#### DIRECTIONS:
Every line with the string "anything" must be copied from the entries below.

#### DATA TO PROCESS:
PR #2526, opened 2019-10-09
Add more error checking to Android Camera1

cristianoccazinsp:
# Summary
Add synchronized checks on some code that might cause issues if called concurrently.
Add try catch on setDisplayOrientation

Tested on Pixel 2 (Android 10), Motorola G5 (Android 8.1).

Note: Awaiting from more field testing from a bunch of other devices since I wasn't able to reproduce the issue myself.

-

-

## Compatibility

| OS      | Implemented |
| ------- | :---------: |
| iOS     |    ❌     |
| Android |    ✅     |

## Checklist


cristianoccazinsp:
Adding this PR for some quick review. Do the changes look good?

Basically, it synchronizes a few methods that might be called from different threads, and adds a missing try/catch to the setDisplayOrientation call.

**PR Only for review**, I need at least a week to get enough crash logs from multiple devices to confirm the issue is resolved.  Will report back with findings.

Issue #2538, opened 2019-10-12
Video is not recording warning


igor-lemon:
If I start to record video and after fast stop recording video I have `Video is not recording.` warning. It's strange because video recording continues. 

How to reproduce
1) Set `maxDuration`
2) Start recording video
3) Fast stop recording video

igor-lemon:
Very interesting. So I found that video start recording after ~1-1.5 sec after call `recordAsync` method. How can I catch the start recording event? I see only 1 way, it's call `isRecording` method. But
1) It method only for iOS platform
2) Need to call this method

I think good way to add some start video recording callback

cristianoccazinsp:
I wonder if moving the stop recording call to the session queue would solve the issue (https://github.com/react-native-community/react-native-camera/blob/master/ios/RN/RNCamera.m#L876) 

That would mean that stop recording gets enqueued rather than stopping immediately which might end up causing other issues.

Something like:

```
dispatch_async(self.sessionQueue, ^{
    if ([self.movieFileOutput isRecording]) {
        [self.movieFileOutput stopRecording];
    } else {
        RCTLogWarn(@"Video is not recording.");
    }
})
```

Is this something you can test? Should be pretty straight forward to update from XCode.

igor-lemon:
@n1ru4l It didn't solve anything. The issue is still actual.

cristianoccazinsp:
Can you tell us what are you trying to do exactly? Video should definitely be stopping. I've added even further checks to stop video here (https://github.com/react-native-community/react-native-camera/pull/2542) in case you are stopping it before it even starts to record. Can you try that?

igor-lemon:
LOL. I don't want to upset but nope, the issue is still actual.
![image](https://user-images.githubusercontent.com/14764799/67161533-14a2bf00-f364-11e9-835e-deaf5ac6a317.png)

cristianoccazinsp:
But does the video stop with 1 call? You will still get the message if you
call it more than once while the video setup process is happening, but it
should definitely be stopping the video.

igor-lemon:
Yes. I started to record a video and stopped after 1 sec.
I didn't do any actions with the camera during recording time.
If I record video more than 1 sec the problem does not reproduce.

cristianoccazinsp:
If it stops, then there's really nothing to worry about (it would
previously not stop, so you would need more than 1 call). The video setup
is slow ( especially if the capture preset or quality needs to be updated),
[...]

Issue #2533, opened 2019-10-11
The camera view flickers after video start recording.


igor-lemon:
The camera view flickers after video start recording. Added `defaultVideoQuality` param, it didn't solve the issue.

cristianoccazinsp:
Is this on iOS? I've noticed this as well, although I haven't really given it too much importance. This is mostly related to the photo to video switch, and I guess why most native camera apps have two completely different previews for video and photo. Not entirely sure how this can be improved, adding a slight delay between configuration changes and record start maybe?

If this is Android, the reason is similar, but with the addition that some code runs on the UI thread so under cheap devices the "freeze" might be noticeable.

cristianoccazinsp:
If you set the prop `pictureSize` to match either the `quality` prop of `recordAsync` or `defaultVideoQuality`, you won't have a flicker when the video recording starts (except maybe the first time after a camera mount, I don't know why). However, you will end up also capturing lower quality/resolution photos.

cristianoccazinsp:
@sibelius maybe you have some more ideas about this. 

The flicker/first frame of the video being darker issue seems more obvious after one of the fixes I did that would set the photo preset back to normal after each video recording. Before that fix, the camera preset could remain at a value different than the default one (e.g., 4k), causing subsequent records to not flicker (because recording and photo would use the same preset). However, that was also leaving the camera in a bad state where switching to the front camera would then fail if it did not support that preset, and subsequent pictures would be taken with a preset that was not "Photo", possibly resulting in a different quality and even aspect ratio.

The flicker of the preview can't really be prevented if photo and video are captured with different presets, but it would be great for the flicker to not end up as part of the first frame of the recorded video. I believe the current behaviour matches as close as possible the native camera app (Photo preset for Photos, video preset for videos), but currently has this issue.

Maybe a tiny delay before the preset change to the record start call could help?

Related discussion on SO:
https://stackoverflow.com/questions/39229477/avcapturesession-captures-black-dark-frames-after-changing-preset


Related issues: 
https://github.com/react-native-community/react-native-camera/issues/1934
https://github.com/react-native-community/react-native-camera/pull/1886/files

nachumFreedman:
add this to the camera component tag made the flicker shorted. 

defaultVideoQuality={RNCamera.Constants.VideoQuality["720"]}

igor-lemon:
@nachumFreedman It's maybe strange, but with 720p screen flickering longer than with 1080p

[...]

PR #2539, opened 2019-10-12
Remove flickering due to audio input

cristianoccazinsp:
# Summary
Adding/removing audio input would cause the video recording to flicker. The current code tries to prevent it by only doing this if necessary, but it will always flicker the first time a record is done (because the audio input gets added there). With these changes, the audio input is always available (just like the video input), but it is turned on/off through the connection. This also has the advantage that audio could potentially be muted/unmuted on demand even while recording, but that's for another PR.

Recording will also batch all operations in a configure/commit block in order to make the change faster the internal block does configuration changes.

Lastly, stop recording is called in the same session queue in order to prevent an issue when stopping too early.

Should fix https://github.com/react-native-community/react-native-camera/issues/2538
Should improve https://github.com/react-native-community/react-native-camera/issues/2533 . However, there will still be flickering there's a preset change when recording (e.g., video quality is different than picture quality)

## Test Plan
Tested on iPhone 7

Real device

-

## Compatibility

| OS      | Implemented |
| ------- | :---------: |
| iOS     |    ✅     |
| Android |    ✅     |

## Checklist

### DIFF
--- a/ios/RN/RNCamera.m
+++ b/ios/RN/RNCamera.m
@@ -764,6 +764,13 @@ static NSDictionary *defaultFaceDetectorOptions = nil;
     }
 
     NSInteger orientation = [options[@"orientation"] integerValue];
+    
+    // some operations will change our config
+    // so we batch config updates, even if inner calls
+    // might also call this, only the outermost commit will take effect
+    // making the camera changes much faster.
+    [self.session beginConfiguration];
+    
 
     if (_movieFileOutput == nil) {
         // At the time of writing AVCaptureMovieFileOutput and AVCaptureVideoDataOutput (> GMVDataOutput)
@@ -782,6 +789,7 @@ static NSDictionary *defaultFaceDetectorOptions = nil;
     }
 
     if (self.movieFileOutput == nil || self.movieFileOutput.isRecording || _videoRecordedResolve != nil || _videoRecordedReject != nil) {
+        [self.session commitConfiguration];
       return;
     }
 
@@ -807,11 +815,6 @@ static NSDictionary *defaultFaceDetectorOptions = nil;
         if (self.session.sessionPreset != newQuality) {
             [self updateSessionPreset:newQuality];
         }
-    }
-
-    // only update audio session when mute is not set or set to false, because otherwise there will be a flickering
-    if ([options valueForKey:@"mute"] == nil || ([options valueForKey:@"mute"] != nil && ![options[@"mute"] boolValue])) {
-        [self updateSessionAudioIsMuted:NO];
     }
 
     AVCaptureConnection *connection = [self.movieFileOutput connectionWithMediaType:AVMediaTypeVideo];
@@ -846,6 +849,16 @@ static NSDictionary *defaultFaceDetectorOptions = nil;
             }
         }
     }
+    
+    // sound recording connection, we can easily turn it on/off without manipulating inputs, this prevents flickering.
+    AVCaptureConnection *audioConnection = [self.movieFileOutput connectionWithMediaType:AVMediaTypeAudio];
+
+    if ([options valueForKey:@"mute"] == nil || ([options valueForKey:@"mute"] != nil && ![options[@"mute"] boolValue])) {
+        audioConnection.enabled = YES;
+    }
+    else{
+        audioConnection.enabled = NO;
+    }
 
     dispatch_async(self.sessionQueue, ^{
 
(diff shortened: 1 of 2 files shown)


cristianoccazinsp:
I've got one more update to push it here to also remove any flickering that might end up on the final video by just adding a small delay before starting the recording. But still testing. Combining these two video recording should be quite smooth even if the video and photo presets do not match.

ios/RN/RNCamera.m
```diff
@@ -863,21 +876,44 @@ - (void)record:(NSDictionary *)options resolve:(RCTPromiseResolveBlock)resolve r
                 [connection setVideoMirrored:YES];
             }
         }
+        
+        // finally, commit our config changes before starting to record
+        [self.session commitConfiguration];
+        
+        // after everything is set, start recording with a tiny delay
+        // to ensure the camera already has focus and exposure set.
+        double delayInSeconds = 0.5;
```
sibelius: is this a magic number?

cristianoccazinsp:
Kind of. Older devices like the iPhone 6 might need more time, but 0.5
seems to be both imperceptible to the user and high enough to account for
most devices. Should we make this variable or another parameter on the
options?

sibelius:
good magic number for now, we can customize if someone needs it

mars-lan:
Looks like this led to a request of microphone permission for apps that only need still image captures. Is it possible to avoid that?

cristianoccazinsp:
You're absolutely right! Although the same happens (and has happened before this) with Android, so a change for this should probably be applied to both. 

The recommendation from the discussion here https://github.com/react-native-community/react-native-camera/issues/1934 about using a defaultMuted prop is probably a good idea to ensure that the microphone is not used unless needed. However, "turning on" the microphone would then cause the video to flicker again the first time it is used.

MichielDeMey:
@mars-lan Indeed, this just caused our app (using react-native-qrcode-scanner) to crash on a release build due to missing microphone permissions. 🙈

cristianoccazinsp:
Ouch, I'm very sorry for that.

sibelius:
Open an issue and let’s fix this

cristianoccazinsp:
Issue here: https://github.com/react-native-community/react-native-camera/issues/2541

Looks like we don't need a `defaultMuted` property after all, there's already a `captureAudio` one for it which we should be using.

cristianoccazinsp:
@Michaelvilleneuve  can you confirm the app actually crashed? I've been testing, and even rejecting the audio permission, the app will not crash, it will just silently ignore / do not record any audio (just like the Android version). I did notice that the audio permission request does not go away even with `captureAudio` false.

MichielDeMey:
The app crashes due to missing `NSMicrophoneUsageDescription` key in the `info.plist` file which should not be required if you set `captureAudio` to false.

Right now it will offer to capture the microphone, regardless of the `captureAudio` setting.
(Which is set to `false` in the `react-native-qrcode-scanner` module)

igor-lemon:
That doesn't fix anything. The camera is still flickering...

igor-lemon:
The recorded screen video inside
[RPReplay_Final1571133539.MP4.zip](https://github.com/react-native-community/react-native-camera/files/3728577/RPReplay_Final1571133539.MP4.zip)

cristianoccazinsp:
Hi @igor-lemon . The preview will still flicker if the video and photo sizes/resolution are different, there's really no way around that if you intend to capture photo and video without changing the preview (take a look at the native camera app for example).

However, what the update does two things: First and most importantly, the flicker is NOT visible on the final recording (you would often see a dark first frame before). Secondly, if you set the photo size to match the video resolution, then the camera does not need to switch modes, and there should no be flickering (before, it would still flicker due to audio input/output changes).
Here's what I mean by a dark frame:
dark video



If you are recording at 720p (either setting quality on recordAsync or defaultVideoQuality), it means you will need to set the `pictureSize` prop to "1280x720". This will force both the preview for pictures and video to be on the same preset and remove flickering due to settings change. Note that I haven't change this, this prop has been always been there (and not really documented), but I figured out it could be used to remove the flickering even on the preview if the audio issue was solved.

Now the default values for both video and picture are "High" and "Photo". These two might be internally the same for some devices iOS devices, but there's no guarantee about it.

Note that this is iOS only, Android doesn't seem to do any change to the preview even if it is recording at a different resolution.

xHeinrich:
This seems to have broken torch mode on ios.

cristianoccazinsp:
Are you sure it was working before? I've never got flash to work with
videos at all on neither platform. Flash wasn't touched neither, I will
take a look!

cristianoccazinsp:
@xHeinrich you are right, torch is not working properly. If torch is enabled by default, it will blink and get turned off right after the camera mounts. This also happens with 3.6.0 and is related to flash being updated before the session is commited (which also turns it off for some reason). I'm testing a fix right now.

Issue #2541, opened 2019-10-15
Honor the `captureAudio` property on iOS


cristianoccazinsp:
# Bug Report

**To Do First**

- [X] Did you try latest release?
- [X] Did you try master?
- [X] Did you look for existing matching issues?

**Platforms**

Android
iOS

**Versions**

- react-native-camera: 3.7.2

**Description/Current Behaviour**

PR https://github.com/react-native-community/react-native-camera/pull/2539 introduced a change that would break apps without audio recording permission on iOS. 

In order to fix this, code should correctly honor the `captureAudio` (default true) prop and do not create an audio recording connection by default if set to false.

On Android, this prop doesn't seem to be used, but doesn't seem to be needed neither since the JS code will set mute to true by default if this is set or no permission has been given; thus, preventing any crash related to permissions.

cristianoccazinsp:
Can someone give me the rationale behind only requesting audio permission if DEBUG? https://github.com/react-native-community/react-native-camera/blob/master/ios/RN/RNCameraManager.m#L452

Since the captureAudio prop is not even passed down to native, I'm trying to avoid it altogether by just requesting audio if there's permission. Since the camera only renders when all permissions have been checked, this should work. However, the above line seems to only request audio permission if debug, which is something I don't quite get.

Passing down the captureAudio prop might be problematic since it might not be set when the camera is initializing.

SmartArray:
@cristianoccazinsp Thanks for your contribution. Finally it works perfect on my iOS 13 device

PR #2542, opened 2019-10-15
Honor captureAudio flag by not requesting audio input if set to false.

cristianoccazinsp:
# Summary

Fix for https://github.com/react-native-community/react-native-camera/issues/2541 to prevent iOS from prompting for audio recording permission if captureAudio is set to false.

Ideally, the captureAudio prop should not reach native at all, and the request permission call should be used just like Android. In practice, however, this makes Apple complain about microphone usage (even if it is not used at all, https://github.com/react-native-community/react-native-camera/issues/2085). For this reason, the permission request call on iOS is dummy when not in DEBUG mode. The flag on native should not be needed at all if we can do the permission check in a way Apple does not complain.

In addition, fix https://github.com/react-native-community/react-native-camera/issues/2538 even further. The 0.5 delay might still allow for the video not recording log to happen (and video not getting stopped). With the added check, an enqueued video recording should not start if requested to stop early.

## Test Plan

Tested on iPhone 7, iOS 13. The following cases were tested without any crashes:

- Fresh install, captureAudio true (default): App requests audio permission as soon as the camera mounts, this behaves just like Android. However, video is already visible (camera fully mounted) due to the dummy iOS audio permission check. Furthermore, on iOS production build, audio permission will be always incorrectly reported as given due to that dummy implementation ( https://github.com/react-native-community/react-native-camera/blob/master/ios/RN/RNCameraManager.m#L452 )

- After the above install. Audio permission removed from settings. Videos record fine, no audio, no crash. No permission checks done neither, but audio device request error is handled.

- Fresh install, captureAudio=false. Camera mounts and no audio permission prompt. 
- Update app, set captureAudio=true. Camera mounts, audio prompt happens. 

Real device

-

## Compatibility

| OS      | Implemented |
| ------- | :---------: |
| iOS     |    ✅     |
| Android |    ❌     |

## Checklist

### DIFF
--- a/ios/RN/RNCamera.h
+++ b/ios/RN/RNCamera.h
@@ -45,6 +45,7 @@
 @property(nonatomic, assign) BOOL canReadText;
 @property(nonatomic, assign) BOOL canDetectFaces;
 @property(nonatomic, assign) BOOL canDetectBarcodes;
+@property(nonatomic, assign) BOOL captureAudio;
 @property(nonatomic, assign) CGRect rectOfInterest;
 @property(assign, nonatomic) AVVideoCodecType videoCodecType;
 @property(assign, nonatomic)
--- a/ios/RN/RNCamera.m
+++ b/ios/RN/RNCamera.m
@@ -43,6 +43,9 @@
 
 static NSDictionary *defaultFaceDetectorOptions = nil;
 
+BOOL _recordRequested = NO;
+
+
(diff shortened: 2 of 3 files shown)


sibelius:
@MichielDeMey  could you test this?

MichielDeMey:
@sibelius Tested and verified working.
It no longer crashes the due to missing microphone permissions. 👍

Issue #1634, opened 2018-06-13
flashMode.torch not turning on light RNCamera


mcoder14:
Using *RNCamera* 

### Steps to reproduce
<RNCamera
					ref={cam => {
						this.camera = cam;
					}}
					style={this.getStyle().preview}
					type={RNCamera.Constants.Type.back}
					flashMode={RNCamera.Constants.FlashMode.torch}
					onFocusChanged={() => { }}
					onZoomChanged={() => { }}
					defaultTouchToFocus
					mirrorImage={false}
					barCodeTypes={[
						RNCamera.Constants.BarCodeType.aztec,
						RNCamera.Constants.BarCodeType.code39,
						RNCamera.Constants.BarCodeType.code39mod43,
						RNCamera.Constants.BarCodeType.code93,
						RNCamera.Constants.BarCodeType.code128,
						RNCamera.Constants.BarCodeType.datamatrix,
						RNCamera.Constants.BarCodeType.ean13,
						RNCamera.Constants.BarCodeType.ean8,
						RNCamera.Constants.BarCodeType.interleaved2of5,
						RNCamera.Constants.BarCodeType.itf14,
						RNCamera.Constants.BarCodeType.pdf417,
						RNCamera.Constants.BarCodeType.qr,
						RNCamera.Constants.BarCodeType.upce,
					]}
					onBarCodeRead={barcodeReadFunction}
				>

### Expected behaviour
The torch mode should turn on the flashlight and it should stay on

### Actual behaviour
The flash flickers twice and then does not turn on

### Environment
-  "react-native": "0.55.3",
-  iOS 11.3

### react-native-camera
      "react-native-camera": "^1.1.2",

jlemm45:
Torch mode needs to be set after the camera has already loaded so essentially try using a state variable tied to a button toggle of some sort to control which flashMode is on. 

Example:
`flashMode={torchOn ? Camera.Constants.FlashMode.torch : Camera.Constants.FlashMode.off}`

n1ru4l:
We should improve this!

zhangxinagjunHJH:
Have you solved the problem already？

zhangxinagjunHJH:
I rebuild project from xcode, it worked!

joaaomanooel:
I also have this problem on Android and tried these solutions, but it did not work

GotiMehta:
[...]

PR #2543, opened 2019-10-16
Torch fixes for iOS and a few nil checks.

cristianoccazinsp:
# Summary

Fixes for iOS torch:
- Torch turned on by default should work as expected (turned on after mounting and camera type switch)
- Torch maintained when video recording starts (flash will flicker if capture preset changes, not visible on the recording though)
- Torch resumed when app comes back from background (it is disabled on session pause)
- Added a few nil checks to avoid code calls if not needed (e.g., changing flash when device hasn't been setup yet)

Related SO discussions about flash issues:

https://stackoverflow.com/questions/47181531/cant-start-iphone-x-flash-in-touch-mode
https://stackoverflow.com/questions/53657378/device-torch-turns-off-when-starting-avcapturesession

Update: Android's Camera1 is now also fixed, and the camera's config values should be properly set when recording is started.

Related issues:
https://github.com/react-native-community/react-native-camera/issues/1634 (torch does not work if turned on by default)
https://github.com/react-native-community/react-native-camera/pull/2539#issuecomment-542496916

## Test Plan
Tested on iPhone 7.
Tested on Moto G5 (Android 8), Pixel 2 (Android 10)

Real device

-

## Compatibility

| OS      | Implemented |
| ------- | :---------: |
| iOS     |    ✅     |
| Android |    ✅     |

## Checklist

### DIFF
--- a/ios/RN/RNCamera.m
+++ b/ios/RN/RNCamera.m
@@ -254,6 +254,10 @@ BOOL _recordRequested = NO;
 {
     AVCaptureDevice *device = [self.videoCaptureDeviceInput device];
     NSError *error = nil;
+    
+    if(device == nil){
+        return;
+    }
 
     if (self.flashMode == RNCameraFlashModeTorch) {
         if (![device hasTorch])
@@ -309,11 +313,16 @@ BOOL _recordRequested = NO;
 - (void)defocusPointOfInterest
 {
     AVCaptureDevice *device = [self.videoCaptureDeviceInput device];
+    
 
     if (self.isFocusedOnPoint) {
 
         self.isFocusedOnPoint = NO;
 
+        if(device == nil){
+            return;
+        }
+        
         device.subjectAreaChangeMonitoringEnabled = NO;
         [[NSNotificationCenter defaultCenter] removeObserver:self name:AVCaptureDeviceSubjectAreaDidChangeNotification object:device];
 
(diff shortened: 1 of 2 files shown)


cristianoccazinsp:
@sibelius  what's wrong with the checks?

sibelius:
maybe we should migrate to github actions

cristianoccazinsp:
Added a fix for Android's Camera1 as well. Torch should consistently be working when recording is started rather than working only "sometimes".

SO discussion here: https://stackoverflow.com/questions/11623157/enabling-camera-flash-while-recording-video

ios/RN/RNCamera.m
```diff
@@ -254,6 +254,10 @@ - (void)updateFlashMode
 {
     AVCaptureDevice *device = [self.videoCaptureDeviceInput device];
     NSError *error = nil;
+    
+    if(device == nil){
```
sibelius: why so many decide checks?

cristianoccazinsp: They don't really change much if they are there or not, because the following lines will always end up exiting due to how objective C handles nil (there won't be a null pointer exception), but since most props are set by RN (all setters called) when the component mounts but the camera is not ready, all those setters will end up failing / doing nothing. Those nil checks will just return early and avoid running nil through all the following calls.

PR #4049, opened 2024-12-30
fix (macOS): Show quick terminal on full-screen app

### LINKED ISSUE #2721: macOS: Quick Terminal not visible when pressing global keybind and full-screen app is active
Discussed in https://github.com/ghostty-org/ghostty/discussions/2691

From testing iTerm2 (the only other macOS terminal I know that supports this), it appears it switches to another space and opens the quick terminal there. We should follow suit and do that.

sohsatoh:
closes #2721  

This PR resolves the issue where the Quick Terminal was not visible when pressing the global keybind while a full-screen app was active.  

### Changes  
- Added new configuration options for `quick-terminal-space-behavior`
  - The Quick Terminal will now overlay properly on top of full-screen applications

##### `quick-terminal-space-behavior = remain`

- The Quick Terminal will be remain open on the space when switching spaces.

##### `quick-terminal-space-behavior = move`

- The Quick Terminal will be moved to active space when switching spaces.

### DIFF
--- a/macos/Ghostty.xcodeproj/project.pbxproj
+++ b/macos/Ghostty.xcodeproj/project.pbxproj
@@ -102,6 +102,7 @@
 		C159E89D2B69A2EF00FDFE9C /* OSColor+Extension.swift in Sources */ = {isa = PBXBuildFile; fileRef = C159E81C2B66A06B00FDFE9C /* OSColor+Extension.swift */; };
 		C1F26EA72B738B9900404083 /* NSView+Extension.swift in Sources */ = {isa = PBXBuildFile; fileRef = C1F26EA62B738B9900404083 /* NSView+Extension.swift */; };
 		C1F26EE92B76CBFC00404083 /* VibrantLayer.m in Sources */ = {isa = PBXBuildFile; fileRef = C1F26EE82B76CBFC00404083 /* VibrantLayer.m */; };
+		CFBB5FEA2D231E5000FD62EE /* QuickTerminalSpaceBehavior.swift in Sources */ = {isa = PBXBuildFile; fileRef = CFBB5FE92D231E5000FD62EE /* QuickTerminalSpaceBehavior.swift */; };
 		FC5218FA2D10FFCE004C93E0 /* zsh in Resources */ = {isa = PBXBuildFile; fileRef = FC5218F92D10FFC7004C93E0 /* zsh */; };
 		FC9ABA9C2D0F53F80020D4C8 /* bash-completion in Resources */ = {isa = PBXBuildFile; fileRef = FC9ABA9B2D0F538D0020D4C8 /* bash-completion */; };
 /* End PBXBuildFile section */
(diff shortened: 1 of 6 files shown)


sohsatoh:
I just noticed that the same fix is mentioned in the comment.  
Please feel free to close this PR if @thecrypticace's fix is better than mine.
https://github.com/ghostty-org/ghostty/issues/2721#issuecomment-2564935255

thecrypticace:
The main things I see here are:

1: (buggy behavior)
- Be on a desktop space
- Have zero windows open
- Open the quick terminal
- Switch to a fullscreen app / space
- Notice that it does not switch because of the "previous app" activation behavior

2: (buggy behavior)
- Sometimes this behavior also happens when switching between fullscreen apps / spaces
- for me it works fine when switching between safari / arc in fullscreen;
- but not when switching from Safari to Xcode

3: (idea)
The terminal probbly shouldn't dismiss when switching apps since it can stay open with this change. If that is done it'll need to be made key after the space switch has completed — I believe that takes a few turns of dispatch async. But it also seems fine to let it dismiss. The user can re-open it with a global hotkey.

3: (idea)
Should this "all spaces" behavior depend on whether or not the hotkey is a global hotkey? Since it can't be triggered with a local one when a full screen app is active. Though if the dismiss behavior is kept then this probably doesn't really matter.

sohsatoh:
@thecrypticace 

Thanks,

> 1, 2

Could you share the screen record and your setup?  I could not reproduce the issue on my setup.

https://github.com/user-attachments/assets/a2fcb06a-21fa-4f1f-9bf1-3a17b236b4ca

```
# font
font-family = Menlo
font-style = Regular
font-size = 18
font-thicken = true

# window
window-padding-x = 20
window-padding-y = 5
window-padding-balance = true
window-theme = ghostty
background-opacity = 0.75
background-blur-radius = 18

# quick terminal
quick-terminal-position = "center"
quick-terminal-autohide = false
keybind = global:cmd+ctrl+o=toggle_quick_terminal
```

> 3: (idea)
> The terminal probbly shouldn't dismiss when switching apps since it can stay open with this change. If that is done it'll need to be made key after the space switch has completed — I believe that takes a few turns of dispatch async. But it also seems fine to let it dismiss. The user can re-open it with a global hotkey.

Yes, that seems to be the ideal behavior.
However, there’s already an option `quick-terminal-autohide`. As mentioned in the PR, setting it to false allows the window to remain even when switching spaces. This behavior is quite close to what’s expected, and considering the name `quick-terminal-autohide` , I think it’s reasonable for the behavior to depend on this option. Therefore, I believe the current implementation is fine as it is.
(That said, when quick-terminal-autohide is set to true, the Quick Terminal display briefly glitches, so the fix you’re suggesting might still be necessary regardless.)
https://ghostty.org/docs/config/reference#quick-terminal-autohide


https://github.com/user-attachments/assets/6ae43662-fb10-4b1f-ac99-c018dbe5b104

> 4: (idea)
> Should this "all spaces" behavior depend on whether or not the hotkey is a global hotkey? Since it can't be triggered with a local one when a full screen app is active. Though if the dismiss behavior is kept then this probably doesn't really matter.

Yes, that’s the expected behavior.
It seems natural for it to work across all spaces only when it’s set as a global hotkey.

sohsatoh:
If you use .moveToActiveSpace instead of .canJoinAllSpaces, the quick terminal should stay in the current space even when you switch spaces.
This behavior seems similar to iTerm2, but I’m unsure which would feel more natural.

https://github.com/user-attachments/assets/9aac0520-298d-41a3-8609-eb465588318b

thecrypticace:
Ah only `quick-terminal-autohide = true` is affected (which is the default). when it's set to false it works fine. Going *from* Xcode to Safari works fine as well. It's the other way around that does not. I think it depends on having a previous app already set as well.

And Xcode seems to be involved in both scenarios and only bugged when it's running / debugging the app. If the app is launched outside of the Xcode debugger it works fine. So maybe this is a non-issue.

Finder -> Xcode:

https://github.com/user-attachments/assets/92d6b7af-1d97-4340-904f-610a5ce7f9d0

Safari <-> Xcode:

https://github.com/user-attachments/assets/a74b6a06-2c84-4011-8242-c320c9dd9b17

thecrypticace:
Personally, I think `.canJoinAllSpaces` is the more intuitive option. I'd always set iTerm to the "all spaces" option when I used it previously.

Either one is fine but usually if I trigger the quick terminal I want it to show, I type something, I close it and go back to what I'm doing. Space switching feels like it breaks me out of that flow even though technically you end up back on the same app after closing (just takes a second b/c of the animation).

sohsatoh:
@thecrypticace 
Thanks, I added the option `quick-terminal-space-behavior` to select `.canJoinAllSpaces` / `moveToActiveSpace`.

okuuva:
> @thecrypticace Thanks, I added the option `quick-terminal-space-behavior` to select `.canJoinAllSpaces` / `moveToActiveSpace`.

I think this is The Right Way™ here since it replicates iTerm behavior and it is the only terminal app on macOS that offers this functionality without resorting to third part apps and / or dirty hacks.

But exactly how much it should behave like in iTerm by default? I agree with @thecrypticace that the `.canJoinAllSpaces` is the more intuitive behavior, even though iTerm uses the `.moveToActiveSpace` equivalent by default. Personally I find the space switching jarring but to each their own.

sohsatoh:
@okuuva 
I have never encountered that issue. If you are using a build of the app different from the one you initially granted permission for, you will need to reauthorize Ghostty from Privacy&Security -> Accessibility. However, if the cause lies elsewhere, I don’t think it’s related to a bug in this implementation.

okuuva:
@sohsatoh 
> If you are using a build of the app different from the one you initially granted permission for, you will need to reauthorize Ghostty from Privacy&Security -> Accessibility.

That was it 🤦🏼 Thanks! And sorry for bothering 😓

mitchellh:
Excellent work! Thank you so much and thanks for the patience. I made some minor opinionated changes but the behavior is otherwise mostly retained.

#### RESULT OF THE TASK:
@n1ru4l It didn't solve anything. The issue is still actual.
That doesn't fix anything. The camera is still flickering...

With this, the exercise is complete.